2. Expert system according to claim 1, further comprising a genetic data collecting engine collecting data relating to the genetic profile of the said human or animal subject in the form of genetic items, said genetic data collecting engine also comprising a set of rules for the interpretation of the said genetic data.
3. Expert system according to claim 1, wherein said collecting engine, said set of several groups of pre-established rules, said inference engine and said gathering engine are integrated into an automated system including operations determining a biological and a genetic profile of a patient.
4. Expert system according to claim 1, further comprising a coupled knowledge base.
5. Expert system according to claim 1, wherein the biological profile includes a protein profile.

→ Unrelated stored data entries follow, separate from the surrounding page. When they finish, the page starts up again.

Issue #1213, opened 2026-08-03
6.0.0 migration testing over 19 legacy projects: 26 findings, 2 regressions against 5.x


Felixmil:
Migration testing of the 6.0.0 JSON project model over 19 real legacy projects at commit `2b4f1a9d3febedb78f53c2a31763e2cc745605be` (the merge of #1212). 18 of the 19 completed: 8 legacy monolithic snapshots exercised through `restoreProject()`, and 10 Excel-first projects imported with `importProjectFromExcel()` and independently rebuilt by hand with the `add*()` API, then diffed and run. Every finding below is confirmed on at least two independent projects. Projects are referred to only by shape.

esqlabsR was installed the way a user installs it (`remotes::install_github("esqLABS/esqlabsR@json-based-project")` into a clean library), and every simulation result quoted here came from a live .NET backend.

## What is already working

Worth stating first, because the list below is long and the migration itself is not the problem.

- **All 8 legacy snapshots upgrade and round-trip losslessly.** Each one auto-upgrades through `restoreProject()`, writes a v6 `definitions/` tree with container `Project.json` and `schemaVersion` `"2.0"`, and a `snapshotProject()` then `restoreProject()` round trip reproduces every definition file byte for byte (578/578, 234/234, 178/178, 161/161, 92/92, 62/62, 36/36, 26/26).
- **The importer and the authoring API converge.** Four Excel projects produced byte-identical trees from the two independent paths (1177 of 1178, 434/434, 25/25, 25/25), and three produced bit-identical simulation results between paths. Across roughly 2300 shared definition files there are only two content-bearing disagreements, both listed below.
- **26 of the 27 regression checks from the two prior runs are verified fixed on real projects**, several of them on evidence the earlier runs could not produce (for example the animal-individual fix confirmed by an actual solve rather than a parse, and the parameter-set collision fix confirmed on a naturally occurring collision).

The defects below are therefore mostly *not* migration defects. They cluster in three places: assets that do not travel, parameter identification, and run-time behaviour that validation does not predict.

### 1. Every protein ontogeny in every legacy workbook is silently dropped, and #1186's fix removed the only signal

`R/project-excel.R:2165` and `:2214` read a single column named `Protein Ontogenies`. Real 5.x workbooks carry a two-column `Protein` + `Ontogeny` pair, so the lookup returns nothing and every ontogeny is discarded.

Three independent demonstrations:

[...]

PR #1214, opened 2026-08-03
Key the run's population cache on how the population is produced, not on its id alone

Felixmil:
The run's population cache was keyed on the population id alone, so two scenarios that share a population id but resolve it differently, one from its demographics spec and one from its csv file, both got whichever population the batch resolved first. Nothing failed and nothing warned: the second scenario silently ran the first one's population, and which one that was depended on the order the scenarios were listed in. This keys the cache on how the population is produced instead of on its id, so every scenario gets the population it names whatever the order, and warns when one id stands for two different populations in a batch.

## Cache key

The key is now the population id, the effective population type, and the declared csv file, so a spec-resolved and a csv-resolved population under one id coexist in one run's cache instead of overwriting each other.

The effective type is the part that had to be included: it is not a property of the population entry alone. An entry that carries an explicit `type` (`csv` or `programmatic`) decides for itself, but a demographics-spec entry falls back to the *scenario's* `readPopulationFromCSV` flag, which is how one population id ends up meaning two different populations within a single run.

The declared csv file is in the key too. It is redundant today, since a section holds one entry per id and the populations folder is fixed for a run, but it means the key names every input that decides the resolved path rather than relying on that.

## Injected populations

The injected path (`addPopulation(project, id, <Population>)`) is covered by the same key and cannot be crossed with a spec or csv population of the same id. A programmatic entry carries an explicit `type`, so a scenario's `readPopulationFromCSV` flag cannot turn it into a csv read, and the populations section holds exactly one entry per id, so the effective type for a given id is fixed. A test asserts that an injected population reaches both a plain population scenario and a `readPopulationFromCSV` scenario unchanged.

## Warning

One population id resolving two ways in a run is safe now, but it is almost always unintended, typically `readPopulationFromCSV` set on one scenario and not on another that shares the population. It therefore warns in its own right, naming the population, the scenario, and how that scenario resolved it. The warning fires once per additional way an id resolves, not once per scenario.

## Ordering experiment

Both orderings run in one batch on the bundled `TestProject` fixture, whose `testpopulation` has a demographics spec set to 7 individuals and a `Populations/testpopulation.csv` holding 2. `populationscenario` resolves it from the spec and should report 7; `populationscenariofromcsv` sets `readPopulationFromCSV` and should report 2.

Before:

```
run order: spec, csv
  populationscenario        (spec, 7 individuals): 7
  populationscenariofromcsv (csv,  2 individuals): 7
run order: csv, spec
  populationscenario        (spec, 7 individuals): 2
  populationscenariofromcsv (csv,  2 individuals): 2
```

Whichever scenario ran first won, so the answer was wrong in both directions and silent in both.

After:

```
run order: spec, csv
  populationscenario        (spec, 7 individuals): 7
  populationscenariofromcsv (csv,  2 individuals): 2
run order: csv, spec
  populationscenario        (spec, 7 individuals): 7
  populationscenariofromcsv (csv,  2 individuals): 2
```

Plus the new warning on each run. A batch with no collision resolves and caches exactly as before: the key gains components, and for an id that resolves one way it still resolves and caches once.

Item 3 of #1213. No closing keyword, since that issue is an umbrella covering many unrelated items.


R/messages.R
```diff
@@ -596,6 +596,21 @@ messages$noPopulationsFolderForCSVPopulation <- function(
   ))
 }
 
+messages$populationIdResolvedTwoWays <- function(
+  populationId,
+  scenarioName,
+  effectiveType
+) {
+  cli::format_message(c(
```
Felixmil, line 604: `populationIdResolvedTwoWays` interpolates ids through `cli::format_message()` and is then raised with `cli::cli_warn()` (`R/scenario-execution.R:258`), so the ids get glue-parsed twice. Both helpers glue eagerly and the raising call parses the finished string again, so a `populationId` or `scenarioName` containing `{` or `}` is evaluated as an R expression on that second pass — the warning itself errors, and under the default `stopIfFails = TRUE` that takes the batch down.

Braces do survive canonicalization: `.canonicalizeOneId()` substitutes `[/\\:*?"<>|,[:space:][:cntrl:]]` (`R/definition-id.R:380`) and `{`/`}` are in none of those classes, so `pop{1}` reaches this message intact.

This file's own header prescribes the fix for exactly this case — return the raw templated vector unglued so the raising call interpolates once from its own frame — and `.canonicalizedIdBullets()` exists for the same reason.

In fairness this isn't a regression the PR introduces: the neighbouring `noPopulationsFolderForCSVPopulation` has the identical shape (`format_message` + `cli_abort`, same two id arguments), so the pattern predates this change and the new entry is locally consistent. Worth fixing both together rather than singling this one out.

---

NEWS.md
```diff
@@ -104,6 +104,7 @@ Deprecation intensity follows the lifecycle policy: forwarding shims that still
...
 - `runScenarios()` and `buildSimulations()` now canonicalize the `scenarios` argument (the same lowercasing and character-substitution scenario ids get) before matching, so the name you authored a scenario with resolves to its canonical id; a name rewritten in the process warns, naming the id it resolved to. (#1157)
+- `runScenarios()` and `buildSimulations()` give each scenario the population it asks for when several scenarios in one batch share a population id but resolve it differently, which happens when only some of them set `readPopulationFromCSV`: the demographics spec is built for the scenarios without the flag and the population csv is loaded for the scenarios with it. Since one population id standing for two different populations is usually unintended, a warning names the id and the scenario. (#1213)
```
Felixmil, line 107: The bullet describes the fix but not the one case where the fix turns a passing run into a failing one, which is the part a user upgrading needs to act on.

A legacy project that shares a population id between a spec scenario and a `readPopulationFromCSV` scenario, with no csv actually present, used to complete: the collision meant the csv scenario was handed the cached spec population and `.resolveCsvPopulation()` never ran. Now each scenario resolves its own source, so that scenario reaches `.resolveCsvPopulation()` (`R/scenario-execution.R:289`) and hard-aborts — on the undeclared-`populationsFolder` guard, or in `loadPopulation()` on the missing file.

That is the correct behaviour; the previous silence was the bug. But it reads as an unexplained new failure unless the bullet says the remedy: add the population csv, or clear `readPopulationFromCSV` on the scenario that shouldn't have it. The collision warning text has the same gap — it explains that each scenario gets what it asks for, which is reassuring right up until one of them can't be resolved at all.

---

Felixmil (commented):
Post-merge review of `b666955` (the PR merged while this was running). Nothing here is a correctness problem with the cache-key change itself — the core fix is sound and I verified the parts most likely to break:

- **The `\r` separator is safe.** `.canonicalizeOneId()` maps every control character to `_` (`R/definition-id.R:380`), so no canonical id can contain `\r`, and the delimiter keeps a prefix id from matching a longer one — `pop1` cannot collide with `pop10\r...`.
- **The key captures everything that decides resolution.** `effectiveType` is the only component that can come from the *scenario* rather than the entry, and `popData$file` matches what `.resolveCsvPopulation()` actually reads, including its `<populationId>.csv` fallback (already covered by the id in the key). Only two keys per id are reachable, so the warning fires at most once per id per batch, as the description claims.
- **Moving the cache lookup after the `popData` fetch is harmless.** `NULL[["x"]]` is `NULL` and `project$definitions` is a cheap lazy field group.
- **Empty-cache edge cases hold.** `names(cache$populations) %||% character()` and `any(startsWith(character(0), ...))` both behave.
- **Test fallout is contained.** The only pre-existing tests that build every fixture scenario are `test-scenario-execution.R:614` (now `suppressWarnings`) and `:252` (already suppressed); the rest mock `.prepareScenario` or pass a single scenario. The bundled `Example` project has one population used one way, so it is unaffected. New snapshot ordering matches run order.

Three follow-ups, none blocking, two inline:

1. **`populationIdResolvedTwoWays` double-glues its ids** (`R/messages.R:604`) — a latent abort on an id containing `{`/`}`. Pre-existing pattern shared with the adjacent entry, so best fixed as a pair.
2. **The NEWS bullet omits the one newly-failing case** (`NEWS.md:107`) — a shared id plus a missing csv now aborts where it previously completed, and neither the bullet nor the warning names the remedy.
3. **Stale header comment on `.buildScenarioSimulations()`** (`R/scenario-execution.R:555`, outside this diff so not inline): it still says two scenarios referencing the same population "build it once", which the per-source key makes false. The sibling comment at `:218` was updated; this one was missed.

---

6. Expert system according to claim 1, wherein the biological profile includes a lymphocyte typing.
7. Expert system of biological analysis, comprising computer executable instructions defining:
a collecting engine to collect and represent, in the form of a set of groups of items, data resulting from biological measurements carried out on a human or animal subject and defining a biological profile, and personal data relating to the said human or animal subject,
a set of several groups of pre-established rules;
an inference engine to issue a set of conclusions by applying at least one group of the said set of groups of rules to:
at least one group of items selected from the said set of groups of items; and/or
at least one former set of conclusions issued by said inference engine,
wherein it also comprises a gathering engine to minimize the number of conclusions in the said set of conclusions issued by the said inference engine.

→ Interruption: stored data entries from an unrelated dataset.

PR #239, opened 2018-01-15
Use Lzo.decompressSafe inside neo Batch.

### LINKED ISSUE #210: Use LZO.decompressSafe in neo.util.Batch
In the version of ocean used by swarm v4.x.x, this function is buggy.

nemanja-boric-sociomantic:
Neo's Batch class is now internally using uncompressSafe method of the Lzo
object which checks for the buffer overflow while uncompressing the data.

Fixes #210

### DIFF
--- a/src/swarm/neo/util/Batch.d
+++ b/src/swarm/neo/util/Batch.d
@@ -308,6 +308,11 @@ public scope class BatchReader ( Record ... )
                 buffer must remain unmodified and accessible for the lifetime of
                 this instance
 
+        Throws:
+            Exception if batch is too short (if it can't contain the batch
+            length), ocean.io.compress.CompressException.CompressException if
+            decompressing failed due to the decompress buffer overflow.
+
     ***************************************************************************/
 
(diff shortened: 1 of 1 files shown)


src/swarm/neo/util/Batch.d
```diff
@@ -322,7 +322,7 @@ public scope class BatchReader ( Record ... )
 
         // Decompress into this.batch.
```
gavin-norman-sociomantic: I notice this comment is wrong.

gavin-norman-sociomantic: Maybe could you also add `Throws:` to the ctor doc? (`decompressSafe` can throw.)

gavin-norman-sociomantic (commented):
Change LGTM. A couple of doc enhancement requests while we're at it...

src/swarm/neo/util/Batch.d
nemanja-boric-sociomantic: Updated.

gavin-norman-sociomantic (approved):

Issue #200, opened 2017-12-13
Convert `assert` to `verify`


gavin-norman-sociomantic:

gavin-norman-sociomantic:
There's a total of 572 asserts in `src`. Splitting them up into the following chunks seems manageable:
* `neo/client` (206) (https://github.com/sociomantic-tsunami/swarm/pull/201 reduces this number by 82)
* Everything else in `neo` (238) https://github.com/sociomantic-tsunami/swarm/pull/241
* Everything not in `neo` (128)

gavin-norman-sociomantic:
Guidelines: https://github.com/sociomantic-tsunami/sociomantic/blob/master/Code/D/assert-vs-enforce.md#guidelines

gavin-norman-sociomantic:
This can only be done in the next major, as `verify` was added in ocean v3.4.x and swarm is using v3.1.x.

gavin-norman-sociomantic:
As @david-eckardt-sociomantic wrote #201, the honour of continuing with `neo.client` goes to him.

I'll tackle the rest of `neo`.

@nemanja-boric-sociomantic could you tackle everything not in `neo`?

nemanja-boric-sociomantic:
Yes.

nemanja-boric-sociomantic:
This is done in #241 #246 and #249

PR #241, opened 2018-01-16
Convert assert -> verify in swarm.neo (excluding client)

gavin-norman-sociomantic:
Part of #200.

### DIFF
--- a/src/swarm/neo/authentication/CredentialsFile.d
+++ b/src/swarm/neo/authentication/CredentialsFile.d
@@ -43,6 +43,7 @@ import CredDef = swarm.neo.authentication.Credentials;
 import HmacDef = swarm.neo.authentication.HmacDef;
 
 import ocean.transition;
+import ocean.core.Verify;
 import ocean.io.device.File;
 import ocean.net.util.QueryParams;
 import ocean.text.convert.Formatter;
@@ -187,11 +188,11 @@ private HmacDef.Key[istring] parseContent ( istring content,
             b |= hexToByte(hex_key[i++]);
         }
 
-        assert(i == hex_key.length);
+        assert(i == hex_key.length); // enforced above
 
         /*
          * name is a cstring slice to the istring content so we don't need
-         * to idup it in order to use it as an associative array key. Assert
+         * to idup it in order to use it as an associative array key. Verify
          * the slice is correct, and cast it.
          * Note that determining that name is a slice to content via pointer
          * comparison relies on a flat memory model. In general comparing
@@ -201,7 +202,7 @@ private HmacDef.Key[istring] parseContent ( istring content,
          * has a flat memory model.
          */
         static assert(is(typeof(content) == istring));
-        assert(content.ptr <= name.ptr &&
+        verify(content.ptr <= name.ptr &&
                name.ptr + name.length <= content.ptr + content.length);
         keys[cast(istring)name] = key;
     }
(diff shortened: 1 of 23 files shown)


nemanja-boric-sociomantic:
Travis says no.

gavin-norman-sociomantic:
? Travis says nothing at all, afaics.

nemanja-boric-sociomantic:
Did you update the code in the past few minutes? I remember seeing travis fails with the assertions triggering in D2 builds in `ConnectionBase`?

gavin-norman-sociomantic:
I rebased and pushed maybe 10 mins ago.

nemanja-boric-sociomantic:
Yes, that matches the time of my comment. I think this is just a race condition.

gavin-norman-sociomantic:
I can see a D2 problem locally, anyway. Investigating.

gavin-norman-sociomantic:
Rebased.

gavin-norman-sociomantic:
Build hung at `xenial-v2: Pulling from sociomantictsunami/dlang`. Restarting.

gavin-norman-sociomantic:
Green now.

src/swarm/neo/authentication/CredentialsFile.d
```diff
@@ -187,11 +188,11 @@ private HmacDef.Key[istring] parseContent ( istring content,
             b |= hexToByte(hex_key[i++]);
         }
 
-        assert(i == hex_key.length);
+        verify(i == hex_key.length);
```
david-eckardt-sociomantic: This is already checked by `enforce` in line 163 so it can keep being `assert`.

src/swarm/neo/protocol/socket/MessageGenerator.d
```diff
@@ -264,7 +260,7 @@ struct IoVecTracker
                 start = end;
             }
 
-            assert(start == this.length);
+            verify(start == this.length);
```
david-eckardt-sociomantic, line 263: With assertions that just verify the inner logic of a function I wonder if they should be converted. The guideline says
> The built-in `assert` should *only* be used as a means to spot issues earlier in the debugging process. It should never be relied upon for error checking in a live application, as it is not present in release builds.

"A means to spot issues earlier in the debugging process" reflects my intention why I put this assertion here. It is safe to remove it in a release build.

gavin-norman-sociomantic: Verbal discussion concluded:
* Our aim must be to make release builds of critical D2 programs, in order to avoid array bounds errors being thrown and bringing down live apps.
* In that case, "internal" assertions such as this one can be left as is or converted to `verify`s. It doesn't really matter.
* Generally, the current pass of conversion is intended to be simplistic. However, if someone notes a situation like this where an assertion can be left as is, there's no harm in doing so. (I don't feel we should go out of our way to look for such cases right now, though.)

gavin-norman-sociomantic: I feel this one is a matter of taste.

[The doc](https://github.com/sociomantic-tsunami/sociomantic/blob/master/Code/D/assert-vs-enforce.md#verify) says:
>`verify` is designed to be a tool for catching programmer errors and basic sanity / safety errors

which I think applies in this case too.

src/swarm/neo/authentication/CredentialsFile.d
gavin-norman-sociomantic: Updated.

src/swarm/neo/protocol/socket/MessageGenerator.d
david-eckardt-sociomantic: Yeah, `verify` is fine here as well.

david-eckardt-sociomantic (approved):

PR #246, opened 2018-01-17
Convert assert to verify in swarm.neo.client

david-eckardt-sociomantic:
Part of #200.

### DIFF
--- a/src/swarm/neo/client/Connection.d
+++ b/src/swarm/neo/client/Connection.d
@@ -464,7 +464,7 @@ public final class Connection: ConnectionBase
 
         this.status_ = this.status_.Connecting;
         retry(this.tryConnect(), this.send_loop, this.epoll);
-        switch (this.status_)
+        final switch (this.status_)
         {
             case this.status_.Connecting:
                 this.status_ = this.status_.Connected;
@@ -480,9 +480,14 @@ public final class Connection: ConnectionBase
                  */
                 return false;
 
-            default:
+            case this.status_.Connected, this.status_.Shutdown:
+                assert(false);
+
+            version (D_Version2) {} else default:
                 assert(false);
         }
+
+        assert(false);
     }
 
     /***************************************************************************
--- a/src/swarm/neo/client/Connection.d
+++ b/src/swarm/neo/client/Connection.d
@@ -20,6 +20,8 @@ module swarm.neo.client.Connection;
 
 import swarm.neo.connection.ConnectionBase;
 
+import ocean.core.Verify;
+
 /// ditto
 public final class Connection: ConnectionBase
 {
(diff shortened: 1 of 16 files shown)


src/swarm/neo/client/Connection.d
```diff
@@ -480,9 +480,14 @@ public final class Connection: ConnectionBase
                  */
                 return false;
 
-            default:
+            case this.status_.Connected, this.status_.Shutdown:
```
gavin-norman-sociomantic, line 485: >`assert(false)` for unexpected values are converted to `verify(false)` in the following commits.

That's a nice way of handling it :+1:.

src/swarm/neo/client/requests/Stats.d
```diff
@@ -107,7 +109,7 @@ public class Stats : IRequestStats
         ulong start_time )
     {
         auto end_time = MicrosecondsClock.now_us();
-        assert(start_time <= end_time);
```
nemanja-boric-sociomantic, line 110: Happy New Year (and the clock readjustment)! This could be in the separate commit.

david-eckardt-sociomantic: Yeah... `verify` or `enforce`, who cares, really...
(Strictly speaking, this is even a bugfix, it was asserting on input data ;)

src/swarm/neo/client/RequestSet.d
```diff
@@ -349,18 +351,15 @@ public final class RequestSet: IRequestSet
...
 
         public void startOnNewConnection ( )
-        in
         {
-            assert(this.id);
-            assert(this.type == Type.multi_node);
+            verify(this.type == Type.multi_node);
 
-            auto rq = this.id in this.outer.active_requests;
+            assert(this.id);
```
gavin-norman-sociomantic: I feel it'd be a good idea to add a small comment stating where `assert`s have already been validated with `verify` or `enforce`. Otherwise, there's always the question "was this missed?".

david-eckardt-sociomantic: Actually, this is that kind of `assert` that is needed only during early debugging stages, it is much like an `invariant`. But you're right, it deserves a comment.

src/swarm/neo/client/requests/Stats.d
david-eckardt-sociomantic: I moved it to a separate commit.

david-eckardt-sociomantic:
Updated with comments for remaining `assert`s and an extra commit for `enforce`.

gavin-norman-sociomantic (approved):

nemanja-boric-sociomantic (approved):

8. Method for processing biological analysis data, comprising:
collecting and representing, in the form of a set of groups of items, data resulting from biological measurements carried out on a human or animal subject and defining a biological profile, and personal data relating to the said human or animal subject,
issuing a set of conclusions by applying at least one group of a set of several groups of pre-established rules to:
at least one group of items selected from the said set of groups of items; and/or
at least one former set of conclusions issued by said inference engine,
wherein it also comprises gathering at least two conclusions from the said set of conclusions to minimize the number of conclusions in the said set of conclusions.